GIVEN DATA below:
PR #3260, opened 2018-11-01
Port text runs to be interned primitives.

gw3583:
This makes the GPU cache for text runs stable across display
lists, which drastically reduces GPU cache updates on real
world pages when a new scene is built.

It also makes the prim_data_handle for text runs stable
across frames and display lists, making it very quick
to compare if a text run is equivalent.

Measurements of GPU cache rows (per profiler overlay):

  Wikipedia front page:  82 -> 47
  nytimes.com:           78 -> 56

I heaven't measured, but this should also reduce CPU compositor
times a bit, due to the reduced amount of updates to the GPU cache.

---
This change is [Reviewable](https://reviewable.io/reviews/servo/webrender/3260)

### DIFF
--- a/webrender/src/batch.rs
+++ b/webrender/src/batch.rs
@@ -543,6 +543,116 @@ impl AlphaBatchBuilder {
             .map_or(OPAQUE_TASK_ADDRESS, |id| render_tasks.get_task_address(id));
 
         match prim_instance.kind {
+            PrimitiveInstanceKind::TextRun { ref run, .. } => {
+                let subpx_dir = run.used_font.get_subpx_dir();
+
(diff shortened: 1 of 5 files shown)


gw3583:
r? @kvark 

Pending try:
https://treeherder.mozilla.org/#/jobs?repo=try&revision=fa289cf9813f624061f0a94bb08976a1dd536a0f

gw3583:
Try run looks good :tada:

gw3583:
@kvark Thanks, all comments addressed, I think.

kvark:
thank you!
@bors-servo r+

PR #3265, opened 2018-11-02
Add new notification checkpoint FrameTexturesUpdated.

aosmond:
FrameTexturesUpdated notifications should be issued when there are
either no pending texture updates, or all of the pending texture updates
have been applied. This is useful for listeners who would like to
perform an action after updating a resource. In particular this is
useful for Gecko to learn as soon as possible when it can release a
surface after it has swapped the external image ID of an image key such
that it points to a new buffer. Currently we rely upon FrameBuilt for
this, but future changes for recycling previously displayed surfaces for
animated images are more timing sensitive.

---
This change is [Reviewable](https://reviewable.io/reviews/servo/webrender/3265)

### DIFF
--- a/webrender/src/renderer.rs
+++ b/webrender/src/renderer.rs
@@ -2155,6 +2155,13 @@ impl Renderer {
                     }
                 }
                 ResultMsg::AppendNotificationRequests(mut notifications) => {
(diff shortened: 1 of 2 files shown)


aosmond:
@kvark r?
End of GIVEN DATA.
GIVEN DATA below:
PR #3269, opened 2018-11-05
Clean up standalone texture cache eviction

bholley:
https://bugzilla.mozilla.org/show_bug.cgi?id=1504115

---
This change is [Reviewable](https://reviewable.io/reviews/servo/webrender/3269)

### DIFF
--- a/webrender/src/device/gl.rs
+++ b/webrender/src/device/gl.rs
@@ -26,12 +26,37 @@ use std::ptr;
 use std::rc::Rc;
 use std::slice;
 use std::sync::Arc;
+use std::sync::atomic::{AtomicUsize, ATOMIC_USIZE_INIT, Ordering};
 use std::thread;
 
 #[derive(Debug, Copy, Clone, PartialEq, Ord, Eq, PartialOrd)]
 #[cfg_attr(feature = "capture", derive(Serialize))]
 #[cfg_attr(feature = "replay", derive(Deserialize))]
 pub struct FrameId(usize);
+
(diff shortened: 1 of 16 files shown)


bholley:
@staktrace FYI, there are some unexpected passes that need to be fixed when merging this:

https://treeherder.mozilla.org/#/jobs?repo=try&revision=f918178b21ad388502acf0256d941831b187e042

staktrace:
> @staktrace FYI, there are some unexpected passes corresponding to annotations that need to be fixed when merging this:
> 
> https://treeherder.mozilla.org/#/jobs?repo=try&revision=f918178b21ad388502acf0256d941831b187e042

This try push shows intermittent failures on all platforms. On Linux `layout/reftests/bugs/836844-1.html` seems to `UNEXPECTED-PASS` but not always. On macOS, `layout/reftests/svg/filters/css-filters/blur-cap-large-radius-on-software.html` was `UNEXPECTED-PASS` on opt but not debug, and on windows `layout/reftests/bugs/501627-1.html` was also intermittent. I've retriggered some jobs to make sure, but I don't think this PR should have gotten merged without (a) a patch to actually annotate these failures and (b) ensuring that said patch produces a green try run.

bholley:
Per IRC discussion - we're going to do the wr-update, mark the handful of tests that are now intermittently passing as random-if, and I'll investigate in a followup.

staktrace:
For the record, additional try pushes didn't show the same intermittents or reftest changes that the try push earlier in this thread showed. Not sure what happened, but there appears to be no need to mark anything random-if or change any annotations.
End of GIVEN DATA.
GIVEN DATA below:
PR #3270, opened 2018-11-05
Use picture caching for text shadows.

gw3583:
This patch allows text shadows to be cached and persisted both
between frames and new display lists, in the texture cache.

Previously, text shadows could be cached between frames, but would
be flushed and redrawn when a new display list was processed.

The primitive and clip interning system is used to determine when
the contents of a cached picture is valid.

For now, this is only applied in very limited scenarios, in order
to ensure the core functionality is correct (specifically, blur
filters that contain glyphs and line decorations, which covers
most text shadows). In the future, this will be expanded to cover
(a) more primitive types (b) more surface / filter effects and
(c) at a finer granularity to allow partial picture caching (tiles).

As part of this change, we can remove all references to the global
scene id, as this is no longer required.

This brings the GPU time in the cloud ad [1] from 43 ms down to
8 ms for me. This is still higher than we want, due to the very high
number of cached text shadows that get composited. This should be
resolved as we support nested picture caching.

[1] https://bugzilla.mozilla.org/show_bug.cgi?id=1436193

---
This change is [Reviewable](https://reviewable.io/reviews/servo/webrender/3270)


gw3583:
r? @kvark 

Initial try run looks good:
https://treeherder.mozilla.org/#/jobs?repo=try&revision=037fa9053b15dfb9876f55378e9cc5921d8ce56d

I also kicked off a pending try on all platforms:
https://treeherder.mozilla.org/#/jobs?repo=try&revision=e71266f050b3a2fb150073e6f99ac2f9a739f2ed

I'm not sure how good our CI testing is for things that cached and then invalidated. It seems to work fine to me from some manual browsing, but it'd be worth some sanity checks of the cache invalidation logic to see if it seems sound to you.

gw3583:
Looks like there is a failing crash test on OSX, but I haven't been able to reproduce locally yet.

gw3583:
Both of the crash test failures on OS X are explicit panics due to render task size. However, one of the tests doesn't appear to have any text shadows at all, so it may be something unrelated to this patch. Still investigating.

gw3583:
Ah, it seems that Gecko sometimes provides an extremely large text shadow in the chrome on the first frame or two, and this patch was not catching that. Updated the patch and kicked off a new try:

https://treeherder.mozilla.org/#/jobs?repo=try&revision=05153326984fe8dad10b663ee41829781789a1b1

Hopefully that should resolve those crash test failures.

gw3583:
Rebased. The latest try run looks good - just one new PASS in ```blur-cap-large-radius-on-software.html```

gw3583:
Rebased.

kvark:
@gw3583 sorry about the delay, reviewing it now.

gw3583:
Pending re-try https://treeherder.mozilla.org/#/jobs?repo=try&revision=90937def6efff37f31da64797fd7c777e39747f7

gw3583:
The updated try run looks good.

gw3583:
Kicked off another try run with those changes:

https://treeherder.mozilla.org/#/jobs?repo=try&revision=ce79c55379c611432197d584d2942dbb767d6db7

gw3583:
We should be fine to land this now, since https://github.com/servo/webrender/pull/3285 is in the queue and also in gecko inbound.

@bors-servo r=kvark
End of GIVEN DATA.
EXERCISE REQUIREMENTS
Return each line from the entries above that includes "like".

EXERCISE SOLUTION
have been applied. This is useful for listeners who would like to
Looks like there is a failing crash test on OSX, but I haven't been able to reproduce locally yet.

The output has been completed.